Issue #190, opened 2023-06-23
Add a bot command to immediately kill jobs.


satishskamath:
These are for build jobs that the builder knows are going to fail or wrong.

trz42:
First ideas for UI:
```bash
bot: cancel jobid:25892047
```
Considerations:
- only user who has submitted job should be able to cancel a job
- may need to limit command to specific bot instance

PR #359, opened 2026-01-21
Add new `bot: cancel` command

sondrebr:
See issue #190

The command allows for cancelling multiple jobs in one command, e.g. `bot: cancel jobid:1 jobid:2`. The status table of each job is updated to show that the job was cancelled. A build job can only be cancelled by the job owner (the one who submitted it). This is done by adding the name of the job owner to the job metadata file, and checking that the name matches before cancelling the job.

A new setting is required for the command, 'cancel_command' in the '[buildenv]' section.

One small issue at the moment is that jobs that are known by the job manager get `UNKNOWN` status when they are cancelled, but I guess that can be easily ignored and fixed in another PR if needed.

I have (hopefully) updated the documentation and tests where necessary, although I haven't added any new tests.

First PR, sorry for the single huge commit 😅 Any feedback would be appreciated 🙂


tasks/build.py
```diff
@@ -1358,3 +1366,132 @@ def request_bot_build_issue_comments(repo_name, pr_number):
...
+            continue
+        if any([line.startswith("scancel: error: ") for line in err.split("\n")]):
+            log(f"{fn}(): Unable to cancel job {job_id}.")
+            continue
+
+        log(f"{fn}(): Cancelled job {job_id}")
+
+        # Update job status table
+        dt = datetime.now(timezone.utc)
+        update = f"\n|{dt.strftime("%b %d %X %Z %Y")}|finished|job id `{job_id}` was cancelled|"
```
trz42: Looks like you have to use single quotes for the argument to `strftime`
```suggestion
        update = f"\n|{dt.strftime('%b %d %X %Z %Y')}|finished|job id `{job_id}` was cancelled|"
```

tools/job_metadata.py
```diff
@@ -99,12 +100,14 @@ def create_metadata_file(job, job_id, pr_comment):
...
     pr_comment_id = pr_comment.pr_comment_id
+    job_owner = job.owner
 
     # create _bot_job<jobid>.metadata file in the job's working directory
     bot_jobfile = configparser.ConfigParser()
     bot_jobfile[JOB_PR_SECTION] = {'repo': repo_name,
                                    'pr_number': pr_number,
-                                   'pr_comment_id': pr_comment_id}
+                                   'pr_comment_id': pr_comment_id,
+                                   'job_owner': job_owner}
```
trz42, line 110: I see that we used hardcoded strings as key instead of the constants defined earlier in this file, e.g., `JOB_PR_JOB_OWNER`. We should address this in a follow-up PR.

eessi_bot_event_handler.py
```diff
@@ -507,7 +509,7 @@ def handle_bot_command_help(self, event_info, bot_command):
         help_msg += "\n  - Commands must be sent with a **new** comment (edits of existing comments are ignored)."
         help_msg += "\n  - A comment may contain multiple commands, one per line."
         help_msg += "\n  - Every command begins at the start of a line and has the syntax `bot: COMMAND [ARGUMENTS]*`"
-        help_msg += "\n  - Currently supported COMMANDs are: `help`, `build`, `show_config`, `status`"
+        help_msg += "\n  - Currently supported COMMANDs are: `help`, `build`, `show_config`, `status`, `cancel`"
```
trz42, line 512: Minor suggestion: There are not so many commands, but maybe we could start sorting them alphabetically?

eessi_bot_event_handler.py
```diff
@@ -29,8 +29,8 @@
 
 # Local application imports (anything from EESSI/eessi-bot-software-layer)
 from connections import github
-from tasks.build import check_build_permission, get_node_types, request_bot_build_issue_comments, \
-    submit_build_jobs
+from tasks.build import cancel_jobs, check_build_permission, get_job_ids, get_work_dirs, \
+    get_node_types, request_bot_build_issue_comments, submit_build_jobs
```
trz42: I'd sort imported symbols alphabetically.

tasks/build.py
```diff
@@ -1358,3 +1366,132 @@ def request_bot_build_issue_comments(repo_name, pr_number):
...
+
+    Returns:
+        job_ids (list): valid 'jobid:' arguments
+    """
+    fn = sys._getframe().f_code.co_name
+
+    # Get 'jobid:' arguments
+    job_filter = action_filter.get_filter_by_component(tools_filter.FILTER_COMPONENT_JOB)
+    if not job_filter:
+        log(f"{fn}(): bot: cancel needs at least one 'jobid:' argument.")
```
trz42: Put command in quotes
```suggestion
        log(f"{fn}(): 'bot: cancel' command needs at least one 'jobid:' argument.")
```

tools/filter.py
```diff
@@ -27,7 +27,7 @@
 FILTER_COMPONENT_ARCH = 'architecture'
 FILTER_COMPONENT_EXPORT = 'exportvariable'
 FILTER_COMPONENT_INST = 'instance'
-FILTER_COMPONENT_JOB = 'job'
+FILTER_COMPONENT_JOB = 'jobid'
```
trz42: Should we rename the constant accordingly?
```suggestion
FILTER_COMPONENT_JOBID = 'jobid'
```

tasks/build.py
```diff
@@ -1358,3 +1366,132 @@ def request_bot_build_issue_comments(repo_name, pr_number):
...
+    # Validate job IDs
+    job_ids = []
+    for job_id in job_filter:
+        try:
+            if int(job_id) > 0:
+                job_ids.append(job_id)
+            else:
+                log(f"{fn}(): Invalid job ID: '{job_id}'")
+        except Exception as e:
+            log(f"{fn}(): Invalid job ID: {e}")
```
trz42: Minor suggestion: Don't use single characters as variable names.
```suggestion
        except Exception as err:
            log(f"{fn}(): Invalid job ID: {err}")
```

tasks/build.py
```diff
@@ -1358,3 +1366,132 @@ def request_bot_build_issue_comments(repo_name, pr_number):
...
+        work_dirs (dict): dict mapping each job_id to its work_dir
+    """
+
+    buildenv = get_build_env_cfg(cfg)
+    poll_command = cfg[config.SECTION_JOB_MANAGER][config.JOB_MANAGER_SETTING_POLL_COMMAND]
+    job_name = buildenv[config.BUILDENV_SETTING_JOB_NAME]
+
+    user = os.getenv("USER", None)
+    if user is None:
+        raise Exception("Environment variable $USER is not set.")
```
trz42: We don't need the user name. When polling we can simply use `--me` as argument.

trz42: Since we provide job ids, we might even skip `--me`.

tasks/build.py
```diff
@@ -1358,3 +1366,132 @@ def request_bot_build_issue_comments(repo_name, pr_number):
...
+
+    # squeue only the given job IDs
+    cs_jobs = ",".join(job_ids)
+    command_line = f"{poll_command} --noheader --Format=JobId:0@,WorkDir:0 --user={user} --job={cs_jobs}"
+    if job_name:
+        command_line += f" --name={job_name}"
```
trz42: Don't think we need the name of jobs, because we specify job ids.

eessi_bot_event_handler.py
```diff
@@ -679,6 +681,64 @@ def handle_bot_command_status(self, event_info, bot_command):
...
+            self.log("None of the given jobs are cancellable")
+            return "\n  - No cancellable jobs were given."
+
+        # Log skipped jobs
+        jobs = []
+        for job_id in job_ids:
+            if job_id in work_dirs:
+                jobs.append((job_id, work_dirs.get(job_id)))
+            else:
+                log(f"Skipping job {job_id} - not found")
```
trz42, line 727: Here a new array (`jobs`) is constructed that contains all items in `work_dirs`. Job ids that are not found in `work_dirs` are reported. Minor improvement could be to simply use `work_dirs` instead of constructing a new array? Since we restrict the poll command in `get_work_dirs` to the `job_ids` returned by `get_job_ids`, `work_dirs` can only include these and no others (e.g., new jobs that were submitted between the runs of `get_job_ids` and `get_work_dirs`.

trz42 (changes requested):
Congrats @sondrebr, this looks like a solid PR.

There are a few minor suggestions to consider for this PR. I noted a few other things, which we can address in follow-up PRs.

eessi_bot_event_handler.py
sondrebr: Something for a separate PR, maybe?

eessi_bot_event_handler.py
sondrebr: [Fixed](https://github.com/EESSI/eessi-bot-software-layer/pull/359/commits/d75ec778887d25c6d7f7ebe756e0da7c4bcc1fe1)

tools/filter.py
sondrebr: [Done](https://github.com/EESSI/eessi-bot-software-layer/pull/359/commits/9db5d3280a385b3e2892049e001a7dd62ebc6327)

tasks/build.py
sondrebr: [Fixed](https://github.com/EESSI/eessi-bot-software-layer/pull/359/commits/f452c5d2a6296e0f10098ae1361c8fabe74bddbe)

tasks/build.py
sondrebr: [Fixed](https://github.com/EESSI/eessi-bot-software-layer/pull/359/commits/f452c5d2a6296e0f10098ae1361c8fabe74bddbe)

eessi_bot_event_handler.py
sondrebr: [Done](https://github.com/EESSI/eessi-bot-software-layer/pull/359/commits/30398f165f940a4539d4ffdbb3af5b809ea484ea)

casparvl (commented):
I haven't done a review of the code, but I did test it here https://github.com/casparvl/software-layer/pull/6#issuecomment-3805116129 (cancelled this job here https://github.com/casparvl/software-layer/pull/6#issuecomment-3805118638) and it works perfectly fine! One thing I wasn't able to test is if someone that has permissions to command the bot but was _not_ the submitter of the job can indeed _not_ cancel the job (which was your design goal). But since you need two people for that, maybe it's easier if you test that in some face-to-face session with @trz42 :)

Anyway, nice feature! :)

eessi_bot_event_handler.py
trz42: ok

tools/job_metadata.py
trz42: See #360

eessi_bot_event_handler.py
trz42: See #360

trz42 (commented):
Thanks for the updates @sondrebr ! I'll give it a test on some system. If that succeeds, I'll merge the PR.

Created #360 for remembering the issues to follow up in a subsequent PR.

trz42:
Testing actually revealed a little issue. It tells something about `bot:build` label being set by another user, but this is off. First, no label was set. Second, we used the `bot:label` in the very early days of the bot, but now setting this label doesn't lead to any result (it's just ignored).

See https://github.com/trz42/software-layer/pull/93#issuecomment-3806596674

Can you have a look @sondrebr ?

trz42:
> Testing actually revealed a little issue. It tells something about `bot:build` label being set by another user, but this is off. First, no label was set. Second, we used the `bot:label` in the very early days of the bot, but now setting this label doesn't lead to any result (it's just ignored).
> 
> See [trz42/software-layer#93 (comment)](https://github.com/trz42/software-layer/pull/93#issuecomment-3806596674)
> 
> Can you have a look @sondrebr ?

I think I found a "fix" for this by simply updating a configuration setting. The change below

```diff
diff --git a/app.cfg.example b/app.cfg.example
index a5b1441..f4981d6 100644
--- a/app.cfg.example
+++ b/app.cfg.example
@@ -164,7 +164,7 @@ cancel_command = /usr/bin/scancel
 build_permission = -NOT_ALLOWED_GH_ACCOUNT_NAME-

 # template for comment when user who set a label has no permission to trigger build jobs
-no_build_permission_comment = Label `bot:build` has been set by user `{build_labeler}`, but this person does not have permission to trigger builds
+no_build_permission_comment = GH account `{build_labeler}` is not authorized to trigger or cancel build jobs.

 # whether or not to allow updating the submit options via custom module det_submit_opts
 # Should only be enabled (true) with care because this will result in code from the target
```
leads to a different message as shown in https://github.com/trz42/software-layer/pull/93#issuecomment-3806706904

So my suggestion is to update the setting in `app.cfg.example` and possibly `README.md` in this PR.

We also need to make users aware of this (that they should update the setting or could receive misleading reply) in the notes for the next release (to be created after this PR gets merged).

sondrebr:
Good catch! I have updated the relevant bot comments 👍

trz42 (approved):
Nice work!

## Exercise
Please return each line of the data above in which the word "about" occurs.

## Written response
Testing actually revealed a little issue. It tells something about `bot:build` label being set by another user, but this is off. First, no label was set. Second, we used the `bot:label` in the very early days of the bot, but now setting this label doesn't lead to any result (it's just ignored).
> Testing actually revealed a little issue. It tells something about `bot:build` label being set by another user, but this is off. First, no label was set. Second, we used the `bot:label` in the very early days of the bot, but now setting this label doesn't lead to any result (it's just ignored).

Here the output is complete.